* TASK REQUIREMENTS: Where the material below has a line containing "4. **Capture resources", start repeating exactly, and keep going through the line containing "when NoDA timing", with no other lines.

* RECORDED DATA:
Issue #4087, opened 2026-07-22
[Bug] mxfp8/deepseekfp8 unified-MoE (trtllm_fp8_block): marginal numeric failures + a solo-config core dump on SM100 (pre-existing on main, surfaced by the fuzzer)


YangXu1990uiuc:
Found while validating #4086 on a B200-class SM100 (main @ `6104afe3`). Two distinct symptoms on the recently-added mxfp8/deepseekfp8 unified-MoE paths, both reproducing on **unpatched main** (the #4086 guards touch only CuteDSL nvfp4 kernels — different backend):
* * *
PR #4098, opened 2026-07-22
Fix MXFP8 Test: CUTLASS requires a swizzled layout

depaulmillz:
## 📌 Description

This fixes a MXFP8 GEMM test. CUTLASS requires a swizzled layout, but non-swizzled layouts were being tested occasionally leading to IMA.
---
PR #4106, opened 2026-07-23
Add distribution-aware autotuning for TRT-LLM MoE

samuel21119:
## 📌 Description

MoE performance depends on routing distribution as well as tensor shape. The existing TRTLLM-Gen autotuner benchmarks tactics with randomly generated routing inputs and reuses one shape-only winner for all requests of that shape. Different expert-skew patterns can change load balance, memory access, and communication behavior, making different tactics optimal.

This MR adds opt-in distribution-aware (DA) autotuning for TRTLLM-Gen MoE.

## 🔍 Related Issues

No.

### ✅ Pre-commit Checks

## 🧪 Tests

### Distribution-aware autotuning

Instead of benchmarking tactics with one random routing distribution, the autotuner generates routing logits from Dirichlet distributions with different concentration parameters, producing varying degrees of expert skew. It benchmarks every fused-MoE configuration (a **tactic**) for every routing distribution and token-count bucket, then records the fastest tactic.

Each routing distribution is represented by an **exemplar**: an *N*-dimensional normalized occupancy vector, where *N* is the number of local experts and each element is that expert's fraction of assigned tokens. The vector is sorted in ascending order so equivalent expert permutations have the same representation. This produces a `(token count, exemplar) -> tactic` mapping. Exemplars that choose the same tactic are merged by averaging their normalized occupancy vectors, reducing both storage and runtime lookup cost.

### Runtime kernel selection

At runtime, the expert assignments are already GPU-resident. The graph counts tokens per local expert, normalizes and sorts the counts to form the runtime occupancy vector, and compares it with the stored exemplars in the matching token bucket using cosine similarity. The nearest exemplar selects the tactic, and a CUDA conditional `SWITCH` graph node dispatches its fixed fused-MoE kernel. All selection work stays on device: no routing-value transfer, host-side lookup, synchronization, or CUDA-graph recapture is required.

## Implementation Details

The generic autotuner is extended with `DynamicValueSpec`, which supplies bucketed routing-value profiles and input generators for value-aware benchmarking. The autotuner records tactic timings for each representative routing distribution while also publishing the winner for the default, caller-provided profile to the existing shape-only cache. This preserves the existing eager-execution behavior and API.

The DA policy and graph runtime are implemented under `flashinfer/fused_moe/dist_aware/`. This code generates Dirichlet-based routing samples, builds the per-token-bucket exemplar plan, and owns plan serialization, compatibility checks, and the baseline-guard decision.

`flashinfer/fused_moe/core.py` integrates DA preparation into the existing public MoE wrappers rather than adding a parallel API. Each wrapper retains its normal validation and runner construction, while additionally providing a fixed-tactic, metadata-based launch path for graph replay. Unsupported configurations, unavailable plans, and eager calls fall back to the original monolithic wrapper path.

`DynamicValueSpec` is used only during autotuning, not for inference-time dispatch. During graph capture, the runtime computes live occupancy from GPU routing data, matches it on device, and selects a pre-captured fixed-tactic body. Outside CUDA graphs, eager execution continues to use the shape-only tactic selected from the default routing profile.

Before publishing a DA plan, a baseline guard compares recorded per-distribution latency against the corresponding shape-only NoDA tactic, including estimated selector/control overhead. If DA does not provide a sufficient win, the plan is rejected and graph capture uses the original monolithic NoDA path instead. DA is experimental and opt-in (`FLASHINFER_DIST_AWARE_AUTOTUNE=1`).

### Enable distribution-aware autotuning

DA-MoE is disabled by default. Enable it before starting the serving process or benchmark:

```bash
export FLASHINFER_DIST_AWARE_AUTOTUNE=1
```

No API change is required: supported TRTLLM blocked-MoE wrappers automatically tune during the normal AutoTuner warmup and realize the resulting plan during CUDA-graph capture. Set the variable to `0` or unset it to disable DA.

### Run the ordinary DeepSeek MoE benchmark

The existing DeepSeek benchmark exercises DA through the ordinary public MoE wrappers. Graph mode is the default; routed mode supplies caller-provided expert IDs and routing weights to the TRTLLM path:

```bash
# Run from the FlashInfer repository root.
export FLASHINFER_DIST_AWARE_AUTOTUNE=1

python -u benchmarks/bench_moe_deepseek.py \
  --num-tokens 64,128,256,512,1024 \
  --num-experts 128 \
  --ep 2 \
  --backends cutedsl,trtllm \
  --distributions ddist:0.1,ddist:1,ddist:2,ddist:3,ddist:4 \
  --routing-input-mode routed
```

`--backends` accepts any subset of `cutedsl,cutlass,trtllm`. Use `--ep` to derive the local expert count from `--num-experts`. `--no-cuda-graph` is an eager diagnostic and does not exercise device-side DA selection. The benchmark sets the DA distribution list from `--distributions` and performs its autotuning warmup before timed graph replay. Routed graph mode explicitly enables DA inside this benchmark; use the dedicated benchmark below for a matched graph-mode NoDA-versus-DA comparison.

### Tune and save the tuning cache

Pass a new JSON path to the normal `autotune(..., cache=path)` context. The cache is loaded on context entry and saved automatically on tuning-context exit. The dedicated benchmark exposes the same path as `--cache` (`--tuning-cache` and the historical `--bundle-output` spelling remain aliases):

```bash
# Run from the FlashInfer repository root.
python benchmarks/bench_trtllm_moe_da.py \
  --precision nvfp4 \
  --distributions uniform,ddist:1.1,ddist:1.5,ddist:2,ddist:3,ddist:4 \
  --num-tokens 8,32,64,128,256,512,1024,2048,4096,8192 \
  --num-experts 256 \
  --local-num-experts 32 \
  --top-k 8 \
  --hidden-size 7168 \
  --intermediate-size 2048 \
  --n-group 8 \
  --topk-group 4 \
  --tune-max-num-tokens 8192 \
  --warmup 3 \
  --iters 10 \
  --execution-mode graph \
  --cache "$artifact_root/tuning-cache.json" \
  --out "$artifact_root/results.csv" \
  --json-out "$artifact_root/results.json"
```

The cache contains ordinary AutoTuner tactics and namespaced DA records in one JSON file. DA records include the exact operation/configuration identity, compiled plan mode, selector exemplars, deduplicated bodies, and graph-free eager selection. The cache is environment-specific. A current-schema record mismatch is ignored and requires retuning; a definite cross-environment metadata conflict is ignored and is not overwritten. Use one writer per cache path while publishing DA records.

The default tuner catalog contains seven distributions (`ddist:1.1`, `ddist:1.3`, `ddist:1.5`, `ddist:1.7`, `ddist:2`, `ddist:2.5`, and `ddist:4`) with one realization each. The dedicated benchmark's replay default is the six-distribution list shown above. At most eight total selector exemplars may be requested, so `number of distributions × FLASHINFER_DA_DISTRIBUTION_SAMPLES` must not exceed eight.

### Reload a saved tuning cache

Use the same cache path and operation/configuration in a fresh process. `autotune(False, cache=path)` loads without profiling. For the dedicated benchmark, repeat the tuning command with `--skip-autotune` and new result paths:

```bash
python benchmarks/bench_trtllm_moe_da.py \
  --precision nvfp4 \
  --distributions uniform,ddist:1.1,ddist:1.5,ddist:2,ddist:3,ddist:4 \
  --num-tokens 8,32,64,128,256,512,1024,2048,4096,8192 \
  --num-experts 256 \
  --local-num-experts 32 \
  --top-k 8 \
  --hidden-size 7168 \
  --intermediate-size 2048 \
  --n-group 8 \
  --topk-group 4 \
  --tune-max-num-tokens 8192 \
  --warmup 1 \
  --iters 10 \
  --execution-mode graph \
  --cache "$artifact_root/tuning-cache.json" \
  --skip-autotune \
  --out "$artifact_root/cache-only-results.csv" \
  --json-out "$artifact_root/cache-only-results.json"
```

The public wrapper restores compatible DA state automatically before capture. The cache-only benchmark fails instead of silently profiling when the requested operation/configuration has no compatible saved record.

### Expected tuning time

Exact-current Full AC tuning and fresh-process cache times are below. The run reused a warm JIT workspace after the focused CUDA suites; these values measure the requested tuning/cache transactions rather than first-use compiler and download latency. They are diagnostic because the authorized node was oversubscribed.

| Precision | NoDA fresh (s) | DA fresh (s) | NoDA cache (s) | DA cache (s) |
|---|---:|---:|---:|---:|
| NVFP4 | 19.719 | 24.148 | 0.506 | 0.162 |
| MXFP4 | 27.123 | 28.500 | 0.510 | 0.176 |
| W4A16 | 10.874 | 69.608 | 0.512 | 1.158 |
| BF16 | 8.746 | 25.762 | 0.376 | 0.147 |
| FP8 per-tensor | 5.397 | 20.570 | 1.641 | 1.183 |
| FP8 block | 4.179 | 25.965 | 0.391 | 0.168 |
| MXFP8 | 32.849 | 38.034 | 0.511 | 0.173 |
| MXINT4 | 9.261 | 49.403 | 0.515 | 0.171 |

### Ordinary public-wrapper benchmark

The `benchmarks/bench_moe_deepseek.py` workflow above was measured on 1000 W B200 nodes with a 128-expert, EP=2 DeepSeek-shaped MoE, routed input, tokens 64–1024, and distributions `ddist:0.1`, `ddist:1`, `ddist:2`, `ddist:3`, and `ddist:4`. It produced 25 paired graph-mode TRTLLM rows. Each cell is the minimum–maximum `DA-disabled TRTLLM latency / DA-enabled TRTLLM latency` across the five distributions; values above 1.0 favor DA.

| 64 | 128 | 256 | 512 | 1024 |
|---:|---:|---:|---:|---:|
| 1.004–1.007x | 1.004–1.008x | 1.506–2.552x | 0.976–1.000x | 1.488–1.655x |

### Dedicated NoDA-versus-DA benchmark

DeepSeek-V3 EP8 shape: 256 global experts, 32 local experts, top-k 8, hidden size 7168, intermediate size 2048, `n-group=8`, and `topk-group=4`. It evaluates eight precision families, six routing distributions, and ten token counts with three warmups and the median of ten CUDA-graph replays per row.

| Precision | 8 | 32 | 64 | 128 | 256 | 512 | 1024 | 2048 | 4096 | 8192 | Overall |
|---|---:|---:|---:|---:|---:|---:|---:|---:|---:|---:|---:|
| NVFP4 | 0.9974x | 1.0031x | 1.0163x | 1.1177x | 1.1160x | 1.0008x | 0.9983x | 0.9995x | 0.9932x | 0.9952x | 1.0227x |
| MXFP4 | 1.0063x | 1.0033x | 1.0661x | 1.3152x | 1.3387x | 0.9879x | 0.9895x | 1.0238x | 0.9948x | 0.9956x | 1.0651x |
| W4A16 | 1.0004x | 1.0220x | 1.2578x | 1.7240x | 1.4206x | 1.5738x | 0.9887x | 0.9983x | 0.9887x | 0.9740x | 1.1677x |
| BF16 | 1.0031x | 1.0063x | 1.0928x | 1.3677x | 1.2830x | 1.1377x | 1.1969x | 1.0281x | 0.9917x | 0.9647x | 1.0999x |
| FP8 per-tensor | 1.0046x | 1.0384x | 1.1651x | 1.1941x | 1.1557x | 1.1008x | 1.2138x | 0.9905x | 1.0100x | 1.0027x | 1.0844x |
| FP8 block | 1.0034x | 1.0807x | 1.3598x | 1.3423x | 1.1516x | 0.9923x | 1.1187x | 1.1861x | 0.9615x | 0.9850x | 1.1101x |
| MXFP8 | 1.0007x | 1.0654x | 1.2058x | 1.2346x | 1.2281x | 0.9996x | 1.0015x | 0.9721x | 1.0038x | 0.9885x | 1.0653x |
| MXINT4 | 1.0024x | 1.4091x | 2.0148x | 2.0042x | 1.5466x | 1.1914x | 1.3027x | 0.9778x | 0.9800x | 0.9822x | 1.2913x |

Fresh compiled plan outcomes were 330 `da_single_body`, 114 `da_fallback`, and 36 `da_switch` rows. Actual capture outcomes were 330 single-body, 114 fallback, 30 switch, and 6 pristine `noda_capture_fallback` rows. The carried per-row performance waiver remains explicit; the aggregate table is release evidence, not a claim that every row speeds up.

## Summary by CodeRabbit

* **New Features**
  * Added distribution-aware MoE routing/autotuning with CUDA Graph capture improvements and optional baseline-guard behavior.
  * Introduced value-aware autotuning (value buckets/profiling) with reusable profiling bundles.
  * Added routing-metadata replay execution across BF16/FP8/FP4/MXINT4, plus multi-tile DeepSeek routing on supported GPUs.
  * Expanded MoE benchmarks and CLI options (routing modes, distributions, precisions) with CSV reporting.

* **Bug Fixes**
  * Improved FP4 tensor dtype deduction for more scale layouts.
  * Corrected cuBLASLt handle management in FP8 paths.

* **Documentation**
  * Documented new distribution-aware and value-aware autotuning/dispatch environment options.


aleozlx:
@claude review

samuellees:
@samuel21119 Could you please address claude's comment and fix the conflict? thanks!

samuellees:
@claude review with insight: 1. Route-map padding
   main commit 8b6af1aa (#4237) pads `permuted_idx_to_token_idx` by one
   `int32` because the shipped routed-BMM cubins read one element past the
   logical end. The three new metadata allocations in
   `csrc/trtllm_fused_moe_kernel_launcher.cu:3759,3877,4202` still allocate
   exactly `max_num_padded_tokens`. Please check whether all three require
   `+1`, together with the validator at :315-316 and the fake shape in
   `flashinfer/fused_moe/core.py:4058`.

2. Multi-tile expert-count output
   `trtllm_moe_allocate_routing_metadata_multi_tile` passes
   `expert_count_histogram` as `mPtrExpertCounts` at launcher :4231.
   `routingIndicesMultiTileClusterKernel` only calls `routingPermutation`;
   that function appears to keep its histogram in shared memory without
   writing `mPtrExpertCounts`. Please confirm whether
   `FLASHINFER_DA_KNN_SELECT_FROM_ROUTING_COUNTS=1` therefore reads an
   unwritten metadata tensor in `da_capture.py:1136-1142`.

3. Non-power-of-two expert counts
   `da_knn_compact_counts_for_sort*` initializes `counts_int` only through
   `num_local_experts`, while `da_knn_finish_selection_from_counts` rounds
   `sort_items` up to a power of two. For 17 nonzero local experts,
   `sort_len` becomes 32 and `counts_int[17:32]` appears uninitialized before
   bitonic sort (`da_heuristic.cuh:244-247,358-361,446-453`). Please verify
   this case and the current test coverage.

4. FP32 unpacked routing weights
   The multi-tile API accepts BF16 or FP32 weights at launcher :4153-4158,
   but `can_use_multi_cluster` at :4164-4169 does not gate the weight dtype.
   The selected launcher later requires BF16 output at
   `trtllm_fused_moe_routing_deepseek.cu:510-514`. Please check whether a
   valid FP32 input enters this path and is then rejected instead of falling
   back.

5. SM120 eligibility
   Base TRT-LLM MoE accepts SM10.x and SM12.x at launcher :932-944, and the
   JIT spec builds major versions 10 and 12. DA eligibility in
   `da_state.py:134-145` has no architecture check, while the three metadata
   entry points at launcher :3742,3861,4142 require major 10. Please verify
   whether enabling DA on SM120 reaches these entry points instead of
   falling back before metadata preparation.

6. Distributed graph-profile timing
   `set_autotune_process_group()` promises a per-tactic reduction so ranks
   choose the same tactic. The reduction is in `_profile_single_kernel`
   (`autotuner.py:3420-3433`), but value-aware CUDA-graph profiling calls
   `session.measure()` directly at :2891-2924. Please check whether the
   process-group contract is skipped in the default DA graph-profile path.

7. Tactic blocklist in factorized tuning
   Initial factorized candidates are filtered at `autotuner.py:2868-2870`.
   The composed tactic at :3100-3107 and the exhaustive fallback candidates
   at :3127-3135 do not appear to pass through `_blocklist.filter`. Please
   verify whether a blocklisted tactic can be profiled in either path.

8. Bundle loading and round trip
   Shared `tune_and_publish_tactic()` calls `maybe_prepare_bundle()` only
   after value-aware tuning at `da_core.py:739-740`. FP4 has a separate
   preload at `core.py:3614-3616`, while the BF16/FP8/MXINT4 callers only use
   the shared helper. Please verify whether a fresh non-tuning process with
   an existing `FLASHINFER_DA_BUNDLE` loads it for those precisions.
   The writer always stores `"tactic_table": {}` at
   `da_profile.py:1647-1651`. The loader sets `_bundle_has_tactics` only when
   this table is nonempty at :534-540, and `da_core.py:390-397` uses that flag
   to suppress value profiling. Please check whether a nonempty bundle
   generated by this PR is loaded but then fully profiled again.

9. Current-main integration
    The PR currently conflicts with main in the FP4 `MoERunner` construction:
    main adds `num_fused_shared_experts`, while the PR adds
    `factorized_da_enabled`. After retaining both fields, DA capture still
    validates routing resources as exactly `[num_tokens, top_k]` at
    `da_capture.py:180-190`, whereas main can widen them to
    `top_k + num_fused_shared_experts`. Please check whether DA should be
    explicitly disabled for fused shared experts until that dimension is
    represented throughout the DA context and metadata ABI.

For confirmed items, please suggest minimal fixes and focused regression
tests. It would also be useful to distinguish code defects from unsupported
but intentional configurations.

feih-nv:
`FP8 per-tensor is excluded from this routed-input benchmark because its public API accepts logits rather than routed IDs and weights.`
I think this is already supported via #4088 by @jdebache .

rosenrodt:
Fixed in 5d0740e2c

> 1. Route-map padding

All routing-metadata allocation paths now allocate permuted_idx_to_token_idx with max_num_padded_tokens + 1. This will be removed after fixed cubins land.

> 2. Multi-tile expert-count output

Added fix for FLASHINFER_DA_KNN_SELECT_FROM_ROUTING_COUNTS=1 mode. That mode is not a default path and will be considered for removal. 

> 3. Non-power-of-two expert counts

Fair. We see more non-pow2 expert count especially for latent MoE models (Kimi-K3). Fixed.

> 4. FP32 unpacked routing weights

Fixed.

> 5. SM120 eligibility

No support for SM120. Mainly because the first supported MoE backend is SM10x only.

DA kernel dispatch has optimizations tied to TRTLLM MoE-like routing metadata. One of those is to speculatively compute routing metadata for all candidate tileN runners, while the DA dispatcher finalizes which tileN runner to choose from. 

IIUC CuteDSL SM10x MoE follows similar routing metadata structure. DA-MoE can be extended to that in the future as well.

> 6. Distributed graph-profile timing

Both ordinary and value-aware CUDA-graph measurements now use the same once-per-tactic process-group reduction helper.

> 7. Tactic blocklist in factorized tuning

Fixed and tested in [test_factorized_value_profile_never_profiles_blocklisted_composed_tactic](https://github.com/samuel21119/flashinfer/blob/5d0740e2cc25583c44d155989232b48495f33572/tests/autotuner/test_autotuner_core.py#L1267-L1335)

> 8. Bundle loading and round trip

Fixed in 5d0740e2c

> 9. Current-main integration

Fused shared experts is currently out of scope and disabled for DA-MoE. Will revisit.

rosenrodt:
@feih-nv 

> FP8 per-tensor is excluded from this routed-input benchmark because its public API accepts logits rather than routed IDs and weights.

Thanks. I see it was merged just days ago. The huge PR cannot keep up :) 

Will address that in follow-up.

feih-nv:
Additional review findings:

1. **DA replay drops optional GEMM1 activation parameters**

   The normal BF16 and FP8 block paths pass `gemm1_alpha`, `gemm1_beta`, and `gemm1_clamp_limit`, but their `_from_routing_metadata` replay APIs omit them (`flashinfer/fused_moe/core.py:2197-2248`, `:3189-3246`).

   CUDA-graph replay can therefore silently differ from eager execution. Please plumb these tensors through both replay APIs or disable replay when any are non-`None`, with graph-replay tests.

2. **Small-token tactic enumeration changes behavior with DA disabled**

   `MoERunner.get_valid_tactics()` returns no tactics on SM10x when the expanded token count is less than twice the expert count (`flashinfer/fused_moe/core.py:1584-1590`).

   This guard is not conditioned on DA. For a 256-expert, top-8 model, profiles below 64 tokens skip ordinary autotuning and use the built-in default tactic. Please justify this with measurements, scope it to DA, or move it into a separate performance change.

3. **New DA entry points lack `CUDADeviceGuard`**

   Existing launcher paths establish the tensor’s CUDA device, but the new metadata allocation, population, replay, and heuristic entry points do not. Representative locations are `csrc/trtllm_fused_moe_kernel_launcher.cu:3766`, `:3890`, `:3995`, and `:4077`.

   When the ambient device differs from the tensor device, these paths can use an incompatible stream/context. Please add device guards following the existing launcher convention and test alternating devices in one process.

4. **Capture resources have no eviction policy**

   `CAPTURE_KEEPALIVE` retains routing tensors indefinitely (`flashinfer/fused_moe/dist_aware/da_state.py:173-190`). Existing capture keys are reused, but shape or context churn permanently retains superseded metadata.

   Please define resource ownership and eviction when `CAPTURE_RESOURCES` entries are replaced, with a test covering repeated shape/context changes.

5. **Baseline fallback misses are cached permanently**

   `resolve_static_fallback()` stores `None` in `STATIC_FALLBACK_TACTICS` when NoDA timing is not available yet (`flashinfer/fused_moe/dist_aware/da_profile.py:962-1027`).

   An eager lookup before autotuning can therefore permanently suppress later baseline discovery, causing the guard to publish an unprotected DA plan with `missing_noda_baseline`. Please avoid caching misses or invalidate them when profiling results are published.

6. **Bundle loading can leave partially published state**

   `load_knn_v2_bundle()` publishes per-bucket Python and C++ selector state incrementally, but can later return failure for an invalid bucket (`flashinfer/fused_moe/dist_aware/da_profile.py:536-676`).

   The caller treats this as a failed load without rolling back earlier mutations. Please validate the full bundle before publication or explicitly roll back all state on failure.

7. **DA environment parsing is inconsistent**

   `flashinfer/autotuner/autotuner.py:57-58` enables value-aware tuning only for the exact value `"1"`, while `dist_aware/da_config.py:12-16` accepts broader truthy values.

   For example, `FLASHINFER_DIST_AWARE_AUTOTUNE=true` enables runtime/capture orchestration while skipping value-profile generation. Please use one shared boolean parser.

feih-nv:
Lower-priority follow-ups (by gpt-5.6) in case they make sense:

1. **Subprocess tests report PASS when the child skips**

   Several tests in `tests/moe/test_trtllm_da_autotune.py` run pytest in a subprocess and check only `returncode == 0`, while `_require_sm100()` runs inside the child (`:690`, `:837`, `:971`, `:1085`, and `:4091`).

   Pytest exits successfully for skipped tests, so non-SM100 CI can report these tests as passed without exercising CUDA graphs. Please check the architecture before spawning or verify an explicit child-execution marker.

* RESULT:
4. **Capture resources have no eviction policy**

   `CAPTURE_KEEPALIVE` retains routing tensors indefinitely (`flashinfer/fused_moe/dist_aware/da_state.py:173-190`). Existing capture keys are reused, but shape or context churn permanently retains superseded metadata.

   Please define resource ownership and eviction when `CAPTURE_RESOURCES` entries are replaced, with a test covering repeated shape/context changes.

5. **Baseline fallback misses are cached permanently**

   `resolve_static_fallback()` stores `None` in `STATIC_FALLBACK_TACTICS` when NoDA timing is not available yet (`flashinfer/fused_moe/dist_aware/da_profile.py:962-1027`).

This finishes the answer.